In fact I study my float enough to know even more about it, my float starts right when I start aiming and for 1.5 seconds left to right inside the x and then the pin comes to a dead stop in the center for about 1 second and then it floats for about 2 more seconds inside the x from left to right. After that it progressively gets worse and may or may not be inside the x and I get shaky and pathetic every single time and there is no chance of recovering.

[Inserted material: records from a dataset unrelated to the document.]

Issue #392, opened 2022-05-17
Migrate to React18


evoinea:
Migrate to React18 and fix all component errors (as a result of migration).

PR #405, opened 2022-06-24
Migrate to React18

evoinea:
Closes https://github.com/IPG-Automotive-UK/react-ui/issues/392.

Updated react-ui to React18.


src/FeedbackForm/FeedbackForm.js
```diff
@@ -150,7 +150,7 @@ export default function FeedbackForm({
                     <span>I like Something</span>
                   </Typography>
                   <Typography sx={{ mb: 1 }} color="text.primary">
-                    We like to hear what we're doing right.
+                    {"We like to hear what we're doing right."}
```
dmbarry86, line 153: Why did you make this change? I don't see anything wrong with the old version. I see the change made in a few places, not just here.

src/Sidebar/SidebarItem/SidebarItem.stories.js
```diff
@@ -54,6 +54,7 @@ Nested.args = {
     <SidebarItem
       key="withCount"
       {...WithCount.args}
+      // eslint-disable-next-line react/no-children-prop
```
dmbarry86, line 57: Rather than disable this warning, can you not update the code? Rather than passing children prop it should be possible to just explicitly create them by nesting.

.github/workflows/test.yml
```diff
@@ -22,7 +22,7 @@ jobs:
         uses: actions/setup-node@v1
         with:
           node-version: ${{ matrix.node-version }}
-      - run: npm install
+      - run: npm install -force
```
dmbarry86, line 25: Is this definitely needed? I didn't need to use force when installing locally. FIne if it is needed, just curious why I didn't need to run it.

.storybook/preview-head.html
```diff
@@ -1 +0,0 @@
-<link rel="stylesheet" href="https://fonts.googleapis.com/css?family=Roboto:300,400,500,700&display=swap" />
```
dmbarry86, line 1: How come this was removed? Roboto is the default font we use in most apps so nice to show it in storybook too if we can.

.storybook/preview.js
```diff
@@ -1,9 +1,9 @@
-import React from "react";
-import { addDecorator } from "@storybook/react";
-import ThemeProvider from "../src/ThemeProvider/ThemeProvider";
-
-addDecorator(story => <ThemeProvider>{story()}</ThemeProvider>);
```
dmbarry86, line 5: We have lost the theme provider which means all of the components in storybook are showing up in default MUI colors rather than the IPG dark blue etc.

dmbarry86 (changes requested):
Few minor issues to look at and couple of questions.

dmbarry86:
I think you mentioned this was a known issue? If so, could you please link the ticket so we can keep track?

image

dmbarry86:
I guess this one has always been there too but maybe you could take a quick look. Is it related to the test or something in the component itself that needs updating?

image

src/FeedbackForm/FeedbackForm.js
evoinea: To fix eslint error regarding special characters: https://github.com/jsx-eslint/eslint-plugin-react/blob/master/docs/rules/no-unescaped-entities.md

src/PasswordChangeDialog/PasswordChangeDialog.js
```diff
@@ -229,7 +228,7 @@ const dialogTitleStyles = {
 const DialogTitle = ({ children, onClose, ...other }) => {
   return (
     <MuiDialogTitle sx={dialogTitleStyles.root} {...other}>
-      <Typography variant="h6">{children}</Typography>
+      <div variant="h6">{children}</div>
```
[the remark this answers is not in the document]
evoinea: By accident sorry. I've reverted it back.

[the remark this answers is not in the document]
evoinea: It was a fix for this warning:
image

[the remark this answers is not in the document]
evoinea: I found a way to fix this warning and to keep <Typography> too.

src/FeedbackForm/FeedbackForm.js
evoinea: As discussed, I disabled this eslint check and reverted the code.

.github/workflows/test.yml
evoinea: It is nedded, @use-debouncy library needs to be migrated to React18.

Now why in the hell would I try and force my pin when for the first 5 seconds of my float it is inside the x, if the hinge fires during that time period I am guaranteed an x every single shot so again why in the hell would I force the pin to do anything. Secondly why in the hell if I know that my float is going to be poor after 5 seconds would I knowingly allow myself to shoot, well I don't. I simply let down and take a couple deep breaths and get my bullseye on the second attempt during the 5 seconds of optimal float.


Forcing, Touching, Commanding, and Pausing

The following four things simply have to leave your shooting forever, they have no positive purpose in your shooting. 

Forcing and Commanding: They are very similar and they involve grabbing the pin and strangling it when it is perfect and then firing when the pin is perfect.

Touching: This is when you have started your firing engine and the pin floats off the bullseye for some reason and you grab the pin and try and move it back to the bullseye, many times this extra muscle tension causes the hinge to fire and you miss the bullseye.

Pausing: This is when you float off the bullseye during your firing engine running and you put on the brakes and pause until you can touch the pin and bring it back to the bullseye and then fire up the engine again. It causes freezing up and poor shots.

All of these issues must leave your shooting forever because they lead to many bad shots every day and even when you are lucky and have a good day they will kick your butt tomorrow. I personally shot over 10 60x rounds of 5-spot last year commanding and forcing every shot and it was simply the most stressful shooting I have ever done. Right now I am not doing any of these things and I am so much better that my future goal is to be an everyday 60x guy instead of a guy that accidentally shoots a 60 x once every few weeks or only during a really good week.
Socket Man


----------



## Padgett (Feb 5, 2010)

Reading that spectator shooting article is so hard for me because the first half of the article where I explain spectator shooting it seems like I have left so much good stuff out and that there needs to be more. Then the second half of the article gives the definitions of the aiming, floating and commanding and forcing. I still like the way I wrote that little article and haven't changed it much over the last year. I still have a feeling I need to expand the first half a little and add something else to the explanation of spectator shooting but I just don't know what it is yet.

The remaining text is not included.